What sets of numbers does the square root of 36 belong to? 1. Real 2. Rational 3. Irrational 4. Natural 5. Whole 6. Interger
The correct answer and explanation is:
Correct Answer:
The square root of 36 belongs to the following sets of numbers:
1. Real, 2. Rational, 4. Natural, 5. Whole, 6. Integer
Explanation:
The square root of 36 is √36. When this is simplified, it equals 6 because 6 multiplied by itself (6 × 6) equals 36. The result is a whole number, which makes it part of several number sets.
First, it is a real number because all rational and irrational numbers fall under the category of real numbers. Since √36 is a known value and not imaginary, it is real.
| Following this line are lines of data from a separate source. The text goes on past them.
PR #2346, opened 2018-01-09
CORDA-881: Signed network parameters has the network map cert attache…

shamsasari:
…d to it instead of just the public key.

Introduced DigitalSignatureWithCert and SignedDataWithCert as internal APIs, with the expectation that they will become public.


core/src/main/kotlin/net/corda/core/internal/DigitalSignatureWithCert.kt
```diff
@@ -0,0 +1,24 @@
...
+import net.corda.core.serialization.CordaSerializable
+import net.corda.core.serialization.SerializedBytes
+import net.corda.core.serialization.deserialize
+import net.corda.core.utilities.OpaqueBytes
+import java.security.cert.X509Certificate
+
+// TODO: Rename this to DigitalSignature.WithCert once we're happy for it to be public API
+/** A digital signature that identifies who the public key is owned by, and the certificate which provides prove of the identity */
+class DigitalSignatureWithCert(val by: X509Certificate, bytes: ByteArray) : DigitalSignature(bytes) {
+    fun verify(content: ByteArray): Boolean = by.publicKey.verify(content, this)
```
kasiastreich: `@Throws(SignatureException::class)` annotation needed on all 3 `verify` functions in this file.

core/src/main/kotlin/net/corda/core/internal/DigitalSignatureWithCert.kt
```diff
@@ -0,0 +1,24 @@
...
+    fun verify(content: OpaqueBytes): Boolean = by.publicKey.verify(content.bytes, this)
+}
+
+@CordaSerializable
+class SignedDataWithCert<T : Any>(val raw: SerializedBytes<T>, val sig: DigitalSignatureWithCert) {
+    fun verified(): T {
```
kasiastreich: Shouldn't we also check the cert path?

node-api/src/main/kotlin/net/corda/nodeapi/internal/network/NetworkMap.kt
```diff
@@ -55,28 +51,8 @@ data class NetworkParameters(
...
-        X509Utilities.validateCertificateChain(trustedRoot, signature.by, trustedRoot)
-        return raw.deserialize()
-    }
-}
-
-// TODO: This class should reside in the [DigitalSignature] class.
-// TODO: Removing the val from signatureBytes causes serialisation issues
-/** A digital signature that identifies who the public key is owned by, and the certificate which provides prove of the identity */
-class DigitalSignatureWithCert(val by: X509Certificate, val signatureBytes: ByteArray) : DigitalSignature(signatureBytes)
+fun <T : Any> SignedDataWithCert<T>.verifiedNetworkMapCert(rootCert: X509Certificate): T {
```
kasiastreich: I would expect that `SignedDataWithCert` does certificate path check, not that it's done by extension function.

testing/node-driver/src/main/kotlin/net/corda/testing/node/internal/network/NetworkMapServer.kt
```diff
@@ -106,27 +85,21 @@ class NetworkMapServer(cacheTimeout: Duration,
...
         @Consumes(MediaType.APPLICATION_OCTET_STREAM)
         fun publishNodeInfo(input: InputStream): Response {
-            return try {
-                val registrationData = input.readBytes().deserialize<SignedNodeInfo>()
-                val nodeInfo = registrationData.verified()
-                val nodeInfoHash = nodeInfo.serialize().sha256()
-                nodeInfoMap.put(nodeInfoHash, registrationData)
-                ok()
-            } catch (e: Exception) {
+            return try {val signedNodeInfo = input.readBytes().deserialize<SignedNodeInfo>()
```
kasiastreich: Move `val signedNodeInfo...` to the new line.

testing/node-driver/src/main/kotlin/net/corda/testing/node/internal/network/NetworkMapServer.kt
```diff
@@ -106,27 +85,21 @@ class NetworkMapServer(cacheTimeout: Duration,
...
+            signedNodeInfo.verified()
+
+            nodeInfoMap[signedNodeInfo.raw.hash] = signedNodeInfo
+             ok()} catch (e: Exception) {
```
kasiastreich: Move `} catch...` to the new line.

node-api/src/main/kotlin/net/corda/nodeapi/internal/network/NetworkMap.kt
shamsasari: Adding this to `SignedDataWithCert` implies that the attached cert is always the sub-cert of the root, which is not that useful as a general API. The other alternative is to include the CertPath but that's wasteful as we already have the root cert.

core/src/main/kotlin/net/corda/core/internal/DigitalSignatureWithCert.kt
shamsasari: For now it's OK without as it's internal. If this becomes public API then the annotations should be added. I'll update the TODO.

shamsasari:
Comments addressed. Also updated the network map docs.

docs/source/network-map.rst
```diff
@@ -1,84 +1,82 @@
...
-+----------------+-----------------------------------+--------------------------------------------------------------------------------------------------------------------------------------------------------+
-| GET            | /network-map/parameters/{hash}    | Retrieve ``NetworkParameters`` object with the same hash.                                                                                              |
-+----------------+-----------------------------------+--------------------------------------------------------------------------------------------------------------------------------------------------------+
+Network parameters are a set of values that every node participating in the network needs to agree on and use to
+correctly interoperate with each other. If the node is using the HTTP network map service then on first startup it will
+download the signed network parameters and store them in its ``network-parameters`` file.
 
-TODO: Access control of the network map will be added in the future.
+.. note:: By submitting its ``NodeInfo`` to the network map and downloading the network parameters the node operator
```
shamsasari: @gendal is it OK to say this?

docs/source/network-map.rst
```diff
@@ -1,84 +1,82 @@
...
+  is automatically agreeing to the parameter values.
 
+.. warning:: If the ``network-parameters`` file is changed and no longer matches what the network map service is advertising
+  then the node will automatically shutdown. Resolution to this to delete the incorrect file and download the network
```
gendal: Resolution to this IS to delete...  (Aside:  what happens if a new netparams file is published by the netmapsvc (maybe in error?) Every node in the network shuts down???   do we perhaps need some sort of safety catch... eg whereby a netparams file signals that a new version will be forthcoming (which a node is expected to log prominently)?  (maybe this needs to be a jira to make sure we've figured out how params changes would work in practice?) sorry is this is already all designed/implemented.

docs/source/network-map.rst
```diff
@@ -1,84 +1,82 @@
...
-+----------------+-----------------------------------+--------------------------------------------------------------------------------------------------------------------------------------------------------+
-| GET            | /network-map/parameters/{hash}    | Retrieve ``NetworkParameters`` object with the same hash.                                                                                              |
-+----------------+-----------------------------------+--------------------------------------------------------------------------------------------------------------------------------------------------------+
+Network parameters are a set of values that every node participating in the network needs to agree on and use to
+correctly interoperate with each other. If the node is using the HTTP network map service then on first startup it will
+download the signed network parameters and store them in its ``network-parameters`` file.
 
-TODO: Access control of the network map will be added in the future.
+.. note:: By submitting its ``NodeInfo`` to the network map and downloading the network parameters the node operator
+  is automatically agreeing to the parameter values.
```
gendal: good question... what are they actually doing?   do we have a matching concept in a node, which is the range of parameters that the node operator is prepared to support?  and then the netparams file "forces" or "snaps" the node to those settings?   the confusion is perhaps because I don't understand what a node _does_ with this file.  Does it reconfigure itself to match them?  if not, how does an operator know in advance how to configure their node so that it's compatible?

gendal: if we don't actually have all of this built out, maybe say what the future direction is planned to be?  eg "In the current implementation, it is assumed that a node operator has configured their node in advance to comply with these parameters; in a future version they will be enforced" or something like that?

docs/source/network-map.rst
```diff
@@ -1,84 +1,82 @@
...
-            val nodeInfoHashes: List<SecureHash>,
-            val networkParametersHash: SecureHash
-        }
+The ``additional-node-infos`` directory
+---------------------------------------
 
-The object contains list of node info hashes and hash of the network parameters data structure (without the signatures).
+Along side the HTTP network map service, or as a replacement if the node isn't connected to one, the node polls the
+contents of the ``additional-node-infos`` directory located in its base directory. Each file is expected to be the same
+serialised signed ``NodeInfo`` object that's received from the network map service. These are automtically added to the
```
gendal: that IS received? or that WOULD BE received if the remote node in question had published normally (and the local node had received it)

docs/source/network-map.rst
```diff
@@ -1,84 +1,82 @@
...
+  parameters again.
 
-The ``additional-node-infos`` directory
----------------------------------------
-Each Corda node reads, and continuously polls, the files contained in a directory named ``additional-node-infos`` inside the node base directory.
+.. note:: A future release will support the notion of network parameters changes.
 
-Nodes expect to find a serialized ``SignedNodeInfo`` object, the same object which is sent to network map server.
+If the node isn't using a HTTP network map service then it's expected the signed file is provided by some other means.
+For such a scenerio there is the network bootstrapper tool which in addition to generating the network parameters file
```
gendal: scenario

docs/source/network-map.rst
shamsasari: Yes, the whole process of network parameter change has already been designed for, just not yet implemented. The upgrade process is two-step where the upgrade is announced beforehand.

In the scenario where the network map server incorrectly starts to advertise the wrong hash for the network parameters then yes all the nodes shutdown. The quick resolution would be to shutdown the server and then reboot the nodes (they will continue to use the cached parameters that they have). The reason for the shutdown feature is simply because nodes shouldn't operate if the network parameters don't line up.

docs/source/network-map.rst
shamsasari: There's no configuration required with regards to network parameters. They're decided (dictated?) by the CZO and the node operator has to agree to them. The parameters themselves slot into the node nade without any modification (e.g. the set of notaries available to CorDapps, the max msg size, etc).

I guess when the node operator signs up to the CZ and agrees to the T&Cs, they also agree to the (current) network parameters of the CZ? So perhaps this paragraph isn't needed. The reason I ask is that the node doesn't halt before in applies the network parameters and says "These are the network parameters of the CZ you've just joined. Do you agree to them?" If they say "no" then the node simply terminates there.

gendal: thanks - good to ask.  My sense is that, in the future, we would want an operator to have the option to tell its node what parameters (or ranges) it is allowed to accept... and if the params it receives match then to adopt them, otherwise halt.  with respect to current state, i guess we should definitely log what we receive (assuming we don't already!) and maybe even print them to the console?  if only as a way of 'teaching' admins that these are shortly to become a thing and begin to get people to be aware of them?

gendal: for now, perhaps document it purely technically?  ie "the node will adopt the parameters that it receives (or, if only some of them are wired in, say which ones)".   ie if the node operator doesn't like this fact they can raise it with us... but the docs can then remain silent on anything to do with legals/contracting, where we probably shouldn't be expressing a view in any case?

docs/source/network-map.rst
```diff
@@ -1,84 +1,82 @@
 Network Map
 ===========
 
-The network map stores a collection of ``NodeInfo`` objects, each representing another node with which the node can interact.
-There are two sources from which a Corda node can retrieve ``NodeInfo`` objects:
+The network map stores a collection of signed ``NodeInfo`` objects, each representing another node in the compatability zone
```
kasiastreich: Is it worth mentioning who the signer is? I mean, you cannot tamper `NodeInfo` as an operator.

docs/source/network-map.rst
shamsasari: Thanks.

docs/source/network-map.rst
shamsasari: Yep.

docs/source/network-map.rst
```diff
@@ -1,84 +1,82 @@
...
-
-        data class NetworkMap {
-            val nodeInfoHashes: List<SecureHash>,
-            val networkParametersHash: SecureHash
-        }
+The ``additional-node-infos`` directory
+---------------------------------------
 
-The object contains list of node info hashes and hash of the network parameters data structure (without the signatures).
+Along side the HTTP network map service, or as a replacement if the node isn't connected to one, the node polls the
```
kasiastreich: Alongside

shamsasari:
Back to you @kasiastreich.

docs/source/network-map.rst
```diff
@@ -1,84 +1,78 @@
...
-| GET            | /network-map/node-info/{hash}     | Retrieve ``NodeInfo`` object with the same hash.                                                                                                       |
-+----------------+-----------------------------------+--------------------------------------------------------------------------------------------------------------------------------------------------------+
-| GET            | /network-map/parameters/{hash}    | Retrieve ``NetworkParameters`` object with the same hash.                                                                                              |
-+----------------+-----------------------------------+--------------------------------------------------------------------------------------------------------------------------------------------------------+
+Network parameters
+------------------
 
-TODO: Access control of the network map will be added in the future.
+Network parameters are a set of values that every node participating in the network needs to agree on and use to
+correctly interoperate with each other. If the node is using the HTTP network map service then on first startup it will
```
kasiastreich: It's not entirely true. We can provide parameters off-line too. Then they have to match the ones advertised by network map. (If the network map is not currently available but we have network parameters we can operate network using files.)

docs/source/network-map.rst
```diff
@@ -1,84 +1,78 @@
...
-Nodes expect to find a serialized ``SignedNodeInfo`` object, the same object which is sent to network map server.
+If the node isn't using a HTTP network map service then it's expected the signed file is provided by some other means.
+For such a scenario there is the network bootstrapper tool which in addition to generating the network parameters file
+also distributes the node info files to the node directories. More information can be found in :doc:`setting-up-a-corda-network`.
 
-Whenever a node starts it writes on disk a file containing its own ``NodeInfo``, this file is called ``nodeInfo-XXX`` where ``XXX`` is a long string.
+The current set of network parameters:
 
-Hence if an operator wants node A to see node B they can pick B's ``NodeInfo`` file from B base directory and drop it into A's ``additional-node-infos`` directory.
+:minimumPlatformVersion: The minimum platform version that the nodes must be running. Any node which is below is will
```
kasiastreich: Typo: "Any node which is below will..."

docs/source/network-map.rst
```diff
@@ -1,84 +1,78 @@
...
+        have their ``NodeInfo`` submission to the network map rejected.
```
kasiastreich: Moreover if you have network parameters obtained by other means, but your platform version doesn't match -> node will shutdown.

docs/source/network-map.rst
shamsasari: That's discussed below. This is talking about first startup on a fresh node.

docs/source/network-map.rst
shamsasari: Actually, this is what happens. The node doesn't even get the chance to submit for it to be rejected!

shamsasari:
Comments addressed.

node/src/main/kotlin/net/corda/node/services/network/NetworkMapClient.kt
```diff
@@ -40,42 +38,29 @@ class NetworkMapClient(compatibilityZoneURL: URL, private val trustedRoot: X509C
...
 
-    fun getNetworkParameter(networkParameterHash: SecureHash): SignedData<NetworkParameters>? {
-        val conn = URL("$networkMapUrl/network-parameter/$networkParameterHash").openHttpConnection()
-        return if (conn.responseCode == HttpURLConnection.HTTP_NOT_FOUND) {
-            null
-        } else {
-            conn.inputStream.use { it.readBytes() }.deserialize()
-        }
+    fun getNetworkParameters(networkParameterHash: SecureHash): SignedDataWithCert<NetworkParameters> {
+        return URL("$networkMapUrl/network-parameters/$networkParameterHash").openHttpConnection().responseAs()
```
kasiastreich: Is there a PR to enterprise with changed endpoints?

shamsasari: Once this PR is merged I will raise a ENT merge PR and fix everything up.

docs/source/network-map.rst
kasiastreich: You can read network params from file if for some reason network map server is not available. But I guess it's not that important to go into too much detail here.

Second, it is a rational number. A rational number is any number that can be written as a fraction or ratio of two integers. In this case, 6 can be written as 6/1, which makes it rational.
Third, it is not an irrational number. Irrational numbers cannot be written as a fraction of two integers, and they have non-repeating, non-terminating decimal parts. The number 6 is exact and whole, so it is not irrational.
Fourth, it is a natural number. Natural numbers are the set of positive counting numbers such as 1, 2, 3, and so on. Since 6 is a positive number used for counting, it qualifies as natural.
Fifth, it is a whole number. Whole numbers include all natural numbers and zero. Since 6 is a positive whole number, it is included in this set.
Lastly, 6 is an integer. Integers include all whole numbers and their negative counterparts, such as -3, 0, and 7. Since 6 is a whole number without a fractional or decimal part, it is an integer.
Therefore, √36 belongs to the real, rational, natural, whole, and integer sets. It does not belong to the irrational set.